-- RECORDS FOR THE EXERCISE --

Issue #3788, opened 2026-08-22
omc team: cursor workers die instantly with exit 1 — HOME is missing from SAFE_BASELINE_ENV_KEYS


iyoda:
## Summary

`omc team N:cursor` never starts a worker. The `cursor-agent` process is spawned and exits with code 1 in about two seconds, so the launch is reported as `worker_start_provider_failed` and the team aborts.

Root cause: `buildProviderEnvironment()` builds the provider environment from a fixed allow-list that does not include `HOME`, and the provider is spawned with that environment instead of inheriting `process.env`. `cursor-agent` is a bash wrapper running under `set -euo pipefail` that dereferences `$HOME`, so it dies on an unbound variable before it can do anything.

## Environment

- `oh-my-claude-sisyphus` 4.15.10 (dev branch, commit `638cf20f`)
- macOS Darwin 25.6.0 (Apple Silicon), zsh
- tmux 3.7c, classic tmux surface
- cursor-agent 2026.08.11-e8db854 (installed at `~/.local/bin/cursor-agent`)
- Node v24 (bundled with the npm install)

## Steps to reproduce

```bash
omc team 1:cursor:executor "Print the current git branch name. Do NOT modify any files."
```

## Actual behavior

```
[team/tmux-session] worker start delivery begin ... worker=worker-1 transport=attempt_descriptor
[team/tmux-session] worker start send-keys literal ... sendStatus=0
[team/tmux-session] worker start submit key sent ... sendStatus=0
[team/tmux-session] worker start failed ... error="worker_start_provider_failed:worker-1:%1:..."
worker_start_provider_failed:worker-1:%1:...
```

`provider-started.json.terminal`:

```json
{
  "kind": "worker_launch_provider_terminal",
  "provider": "cursor",
  "outcome": "exit",
  "exit_code": 1,
  "signal": null,
  "pid": 33581
}
```

The launch acknowledgement succeeds (`decision: "accepted"`, `reason: "ack_valid"`), so this is not a transport problem — the provider really does start and immediately exit.

Reproduced 2/2 times on separate runs.

## Root cause

`src/team/worker-launch-ack.ts:58`:

```ts
const SAFE_BASELINE_ENV_KEYS = ['PATH', 'SystemRoot', 'SYSTEMROOT', 'TEMP', 'TMP'] as const;
```

[...]

PR #3799, opened 2026-08-22
fix(team): stabilize layout before provider spawn

### LINKED ISSUE #3790: omc team: TUI CLI workers (codex, cursor) always fail readiness — applyMainVerticalLayout collapses the worker pane to 1 column after the provider has already started

Yeachan-Heo:
## Summary
- read the tmux window width, set `main-pane-width`, and select `main-vertical` exactly once
- complete required tmux geometry before creating the provider launch attempt or delivering the provider command
- clean and verify the owned split pane when required layout establishment fails; leave cmux and detached process-group containment unchanged
- regenerate runtime projections locally, commit only source/tests plus refreshed inventory provenance, and leave `dist`/`bridge` to CI per the current dev artifact gate

## Reproduction
An isolated tmux 80-column window reproduces the reported transition with the old order:

```text
initial %0:40 %1:39
unsafe-select %0:78 %1:1
recovered %0:40 %1:39
```

The fixed order stays stable through provider delivery:

```text
after-split=40,39
after-width-set=40,39
after-only-select=40,39
provider-observed=24 39
```

## Verification
- `npx vitest run src/team/__tests__/tmux-session.test.ts src/team/__tests__/runtime-v2.dispatch.test.ts --fileParallelism=false --maxWorkers=1` — 86 passed
- `npx vitest run src/team/__tests__/tmux-session.startup.test.ts src/team/__tests__/worker-launch-ack.test.ts src/team/__tests__/worker-launch-posix-transport.test.ts src/platform/__tests__/process-utils-identity.test.ts --fileParallelism=false --maxWorkers=1` — 73 passed, 4 skipped
- `npx tsc --noEmit` — passed
- `npm run lint --if-present` — 0 errors, 21 pre-existing warnings
- `npm exec vitest -- run tests/perf/subagent-lock.bench.ts --fileParallelism=false --maxWorkers=1` — 3 passed
- `node scripts/ci/check-multirepo-paths.mjs` — passed
- `npm run build` — passed; regenerated `dist`/`bridge` were verified and intentionally excluded from the candidate by `No Committed Build Artifacts` policy
- `npm run plugin:shipping:verify` — passed
- `npm run verify:prompt-projections` — passed
- `npm run generate:inventory:verify` — passed
- full local `npm test -- --run` was resource-contended on the shared 31-user host; issue-focused and containment suites pass, and hosted exact CI is required below

## Scope
Only #3790. No #3788/#3789 behavior changes. No release, tag, publish, or main-branch action.

Closes #3790


Yeachan-Heo:
Closing as duplicate of contributor PR #3796 for issue #3790. This internal branch independently validated the same root cause and adds useful current-dev ordering/cleanup tests, but one issue must have one canonical PR.

The dedicated owner is transferring the validated source/test intent onto #3796's maintainer-modifiable branch, rebasing it to current dev, removing generated-artifact drift, and driving fresh exact-head CI/review there. No implementation evidence is discarded.

No release/tag/publish action occurs.

—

-- TASK DETAILS --
Looking at the records above, return exactly the lines from the line with "can do anything." to the line with "- macOS Darwin 25.6.0 (Apple Silicon), zsh", both ends included.

-- RESULT OF THIS EXERCISE --
Root cause: `buildProviderEnvironment()` builds the provider environment from a fixed allow-list that does not include `HOME`, and the provider is spawned with that environment instead of inheriting `process.env`. `cursor-agent` is a bash wrapper running under `set -euo pipefail` that dereferences `$HOME`, so it dies on an unbound variable before it can do anything.

## Environment

- `oh-my-claude-sisyphus` 4.15.10 (dev branch, commit `638cf20f`)
- macOS Darwin 25.6.0 (Apple Silicon), zsh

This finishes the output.